The main function of property rights is the granting of exclusive rights to exploitable, technical or creative inventions. The other functions also include functions such as attack, protection, motivation, reputation or the financial function, which individually or jointly help to secure the exploitation of property rights. The registration strategy is also important, namely what, when, how and where is registered.

attack

hedging / tactics

motivation

reputation and funding

login strategy

Protection against intellectual property rights

patent analysis

attack

Angriff

The attack function includes the acquisition of strong intellectual property rights in new technical areas. This keeps competing companies away from new technology, and their own position is secured and expanded. With such a powerful weapon, a company can license and license back new technologies that are not accessible to its own company without its own basic patent. The protective right becomes an object of exchange.

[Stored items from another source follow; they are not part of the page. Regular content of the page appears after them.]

PR #427, opened 2025-03-15
Duplicates tracking ID instead of name

klingbolt:


xml_converter/src/xml_converter.cpp
```diff
@@ -33,46 +34,58 @@
...
     string directory_name = filesystem::path(input_path).filename();
     vector<MarkerPackFile> xml_files = get_files_by_suffix(input_path, ".xml");
     for (const MarkerPackFile& path : xml_files) {
-        set<string> top_level_category_names = parse_xml_file(path, marker_categories, parsed_pois);
+        map<Attribute::UniqueId::UniqueId, Category*> top_level_categories = parse_xml_file(path, marker_categories, parsed_pois);
         string file_path = join_file_paths(input_path, path.relative_filepath);
-        for (set<string>::iterator it = top_level_category_names.begin(); it != top_level_category_names.end(); it++) {
-            top_level_category_file_locations[*it].push_back(file_path);
+        for (map<Attribute::UniqueId::UniqueId, Category*>::iterator it = top_level_categories.begin(); it != top_level_categories.end(); it++) {
+            top_level_category_file_locations[it->first].category = it->second;
```
AsherGlick, line 63: The existing an new pointers should be the same, should we be sanity checking that here?
It will require a little bit of extra logic because the first iteration will have garbage in `.category` so we can't compare on every iteration.
I worry mostly about a possible edge case where the pointer is not the same for some reason and it gets overwritten causing unknown behavior.

xml_converter/src/xml_converter.cpp
```diff
@@ -33,46 +34,58 @@
...
     string directory_name = filesystem::path(input_path).filename();
     vector<MarkerPackFile> burrito_files = get_files_by_suffix(input_path, ".guildpoint");
     for (const MarkerPackFile& path : burrito_files) {
-        set<string> top_level_category_names = read_protobuf_file(path, marker_categories, parsed_pois);
+        map<Attribute::UniqueId::UniqueId, Category*> top_level_categories = read_protobuf_file(path, marker_categories, parsed_pois);
         string file_path = join_file_paths(input_path, path.relative_filepath);
-        for (set<string>::iterator it = top_level_category_names.begin(); it != top_level_category_names.end(); it++) {
-            top_level_category_file_locations[*it].push_back(file_path);
+        for (map<Attribute::UniqueId::UniqueId, Category*>::iterator it = top_level_categories.begin(); it != top_level_categories.end(); it++) {
+            top_level_category_file_locations[it->first].category = it->second;
```
AsherGlick, line 87: ditto sanity check

xml_converter/src/xml_converter.cpp
```diff
@@ -146,13 +159,14 @@ void process_data(ParsedArguments parsed_arguments) {
...
-        map<string, vector<string>> top_level_category_file_locations = read_taco_directory(
+        map<Attribute::UniqueId::UniqueId, CategoryWithinSinglePack> top_level_category_file_locations = read_taco_directory(
             marker_pack_config[i].path,
             &marker_categories,
             &parsed_pois
         );
-        for (map<string, vector<string>>::iterator it = top_level_category_file_locations.begin(); it != top_level_category_file_locations.end(); it++) {
-            top_level_category_file_locations_by_pack[it->first].push_back(it->second);
+        for (map<Attribute::UniqueId::UniqueId, CategoryWithinSinglePack>::iterator it = top_level_category_file_locations.begin(); it != top_level_category_file_locations.end(); it++) {
+            top_level_category_file_locations_by_pack[it->first].category = it->second.category;
```
AsherGlick, line 168: ditto sanity check

xml_converter/src/xml_converter.cpp
```diff
@@ -168,25 +182,31 @@ void process_data(ParsedArguments parsed_arguments) {
...
-        map<string, vector<string>> top_level_category_file_locations = read_burrito_directory(
+        map<Attribute::UniqueId::UniqueId, CategoryWithinSinglePack> top_level_category_file_locations = read_burrito_directory(
             marker_pack_config[i].path,
             &marker_categories,
             &parsed_pois
         );
-        for (map<string, vector<string>>::iterator it = top_level_category_file_locations.begin(); it != top_level_category_file_locations.end(); it++) {
-            top_level_category_file_locations_by_pack[it->first].push_back(it->second);
+        for (map<Attribute::UniqueId::UniqueId, CategoryWithinSinglePack>::iterator it = top_level_category_file_locations.begin(); it != top_level_category_file_locations.end(); it++) {
+            top_level_category_file_locations_by_pack[it->first].category = it->second.category;
```
AsherGlick, line 191: ditto sanity check

xml_converter/src/xml_converter.cpp
```diff
@@ -32,47 +33,83 @@
...
     for (const MarkerPackFile& path : xml_files) {
-        set<string> top_level_category_names = parse_xml_file(path, marker_categories, parsed_pois);
+        map<UniqueId, Category*> top_level_categories = parse_xml_file(path, marker_categories, parsed_pois);
         string file_path = join_file_paths(input_path, path.relative_filepath);
-        for (set<string>::iterator it = top_level_category_names.begin(); it != top_level_category_names.end(); it++) {
-            top_level_category_file_locations[*it].push_back(file_path);
+        for (map<UniqueId, Category*>::iterator it = top_level_categories.begin(); it != top_level_categories.end(); it++) {
+            if (top_level_category_file_locations.find(it->first) != top_level_category_file_locations.end()) {
+                if (top_level_category_file_locations[it->first].category != it->second) {
+                    cerr << "Error: Different MarkerCategory objects were found with same ID" << endl;
```
AsherGlick, line 65: Can we add a testcase that triggers this error?

xml_converter/src/xml_converter.cpp
```diff
@@ -32,47 +33,83 @@
...
     for (const MarkerPackFile& path : burrito_files) {
-        set<string> top_level_category_names = read_protobuf_file(path, marker_categories, parsed_pois);
+        map<UniqueId, Category*> top_level_categories = read_protobuf_file(path, marker_categories, parsed_pois);
         string file_path = join_file_paths(input_path, path.relative_filepath);
-        for (set<string>::iterator it = top_level_category_names.begin(); it != top_level_category_names.end(); it++) {
-            top_level_category_file_locations[*it].push_back(file_path);
+        for (map<UniqueId, Category*>::iterator it = top_level_categories.begin(); it != top_level_categories.end(); it++) {
+            if (top_level_category_file_locations.find(it->first) != top_level_category_file_locations.end()) {
+                if (top_level_category_file_locations[it->first].category != it->second) {
+                    cerr << "Error: Different MarkerCategory objects were found with same ID" << endl;
```
AsherGlick, line 101: Can we add a testcase that triggers this error?

xml_converter/src/xml_converter.cpp
```diff
@@ -168,27 +205,23 @@ void process_data(ParsedArguments parsed_arguments) {
...
 
-    for (map<string, vector<vector<string>>>::iterator it = top_level_category_file_locations_by_pack.begin(); it != top_level_category_file_locations_by_pack.end(); it++) {
-        if (it->second.size() != 1) {
-            for (size_t i = 0; i < it->second.size(); i++) {
-                for (size_t j = 0; j < it->second[i].size(); j++) {
-                    duplicate_categories[it->first].insert(it->second[i][j]);
-                }
-            }
+    for (map<UniqueId, CategoryWithinMultiplePacks>::iterator it = top_level_category_file_locations_by_pack.begin(); it != top_level_category_file_locations_by_pack.end(); it++) {
+        if (it->second.categories.size() != 1) {
```
AsherGlick, line 223: This should be `> 1` not `!= 1`. While not currently possible in the code, this `if` would trigger if `size()` were somehow `0` (maybe some sort of postprocessing filtering is done after the fact in the future). A `size_t` is unsigned and cant be negative so no need to worry about negative numbers.

If you are concerned about `0` it would be wise to add a sanity check `else if` to make sure that the `size()` is not 0, and have a unique error in that situation.

AsherGlick (changes requested):

xml_converter/integration_tests/test_cases/proto_and_xml_input_ID_conflicts/input/pack/xml_file.xml
AsherGlick, line 1: Lets split up this test into two tests. This is actually testing if an ID in a single marker pack category has two category nodes assigned to it with different names.

The letters ID should be lowercase if they are used in the new tests.

xml_converter/src/xml_converter.cpp
```diff
@@ -32,47 +33,121 @@
...
+                if (top_level_category_file_locations[it->first].category != it->second) {
+                    id_conflicts[it->first][top_level_category_file_locations[it->first].category->name] = top_level_category_file_locations[it->first].file_paths;
+                    id_conflicts[it->first][it->second->name].push_back(file_path);
+                    continue;
+                }
+            }
+            else {
+                top_level_category_file_locations[it->first].category = it->second;
+            }
+            top_level_category_file_locations[it->first].file_paths.push_back(file_path);
```
AsherGlick, line 73: I think this logic is a little convoluted and needs to be simplified as we discussed offline.

xml_converter/src/xml_converter.cpp
```diff
@@ -32,47 +33,121 @@
...
     }
 
+    if (id_conflicts.size() > 0) {
+        for (map<UniqueId, map<string, vector<string>>>::iterator id_conflicts_it = id_conflicts.begin(); id_conflicts_it != id_conflicts.end(); id_conflicts_it++) {
+            cerr << "Error: Different MarkerCategory nodes were found with same ID (" << id_conflicts_it->first.get_value() << ")" << endl;
+            map<string, vector<string>> category_name_to_file_names;
+            for (map<string, vector<string>>::iterator category_it = id_conflicts_it->second.begin(); category_it != id_conflicts_it->second.end(); category_it++) {
+                for (size_t i = 0; i < category_it->second.size(); i++) {
+                    if (category_it->first == "") {
+                        category_name_to_file_names["not found"].push_back(category_it->second[i]);
```
AsherGlick, line 84: Is this a magic string that we are using here of "not found". Is it possible for a real value to be "not found"?

xml_converter/src/xml_converter.cpp
```diff
@@ -32,47 +33,121 @@
...
+                    }
+                    else {
+                        category_name_to_file_names["\"" + category_it->first + "\""].push_back(category_it->second[i]);
+                    }
+                }
```
AsherGlick, line 143: Ditto on the previous comments in the similar block of code.

xml_converter/src/xml_converter.cpp
```diff
@@ -199,11 +270,25 @@ void process_data(ParsedArguments parsed_arguments) {
...
-            for (string str : it->second) {
-                cout << "        " << str << endl;
+        cout << "The following top level categories had a conflict in IDs. For XML, these IDs may be generated from the 'name' attribute." << endl;
+        for (map<UniqueId, CategoryWithinMultiplePacks>::iterator it = duplicate_categories.begin(); it != duplicate_categories.end(); it++) {
+            cout << "    Categories were found that share the ID \"" << it->first.get_value() << "\"" << endl;
+            map<string, vector<string>> category_name_to_file_names;
+            for (CategoryWithinSinglePack category_within_single_pack : it->second.categories) {
+                for (size_t i = 0; i < category_within_single_pack.file_paths.size(); i++) {
+                    if (category_within_single_pack.category->name == "") {
+                        category_name_to_file_names["not found"].push_back(category_within_single_pack.file_paths[i]);
```
AsherGlick, line 280: Is this a magic word.

AsherGlick (changes requested):

AsherGlick (changes requested):

identify_duplicate_categories.gd
```diff
@@ -21,37 +21,46 @@
...
 				# Remove the first 12 spaces
-				var file_name = line.substr(8)
-				collisions[category].append(file_name)
+				var file_name = line.substr(12)
+				collisions[id][category].append(file_name)
 			elif line.begins_with("        In these files the Category 'name' is "):
-				# Remove the first 38 characters and the open quote
-				var line_without_prefix = line.substr(39)
+				# Remove the first 46 characters and the open quote
+				var line_without_prefix = line.substr(47)
```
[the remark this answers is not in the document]
klingbolt: I'm adding a check that if there is no end quote, the category name is `""`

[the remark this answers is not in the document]
AsherGlick: This seems like quite a hacky solution. Lets come up with something a little less fragile to change here. An aside: I feel all of these corner cases stem from the use of the magic string values.

AsherGlick (changes requested):

AsherGlick (approved):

If the property right holder succeeds in making his patent the technical standard at the same time, economic success will usually also follow (example: VHS system). There are ways and means to achieve this as well. If, for example, you have made an invention in an environmentally interesting area that enables you to save energy or avoid using environmentally harmful substances, you can also contact environmental parties or associations that can politically promote public acceptance and later contribute to a corresponding standard is created. When it comes to safety-related matters, insurance can lead to success

Protection / Tactics

Absicherung/ Taktik

Building a secure position includes filing intellectual property rights in a timely manner, ensuring that all aspects of a product, process or intermediate are covered, as well as filing subsequent applications. A constant technology check helps to detect your own gaps as well as those of others.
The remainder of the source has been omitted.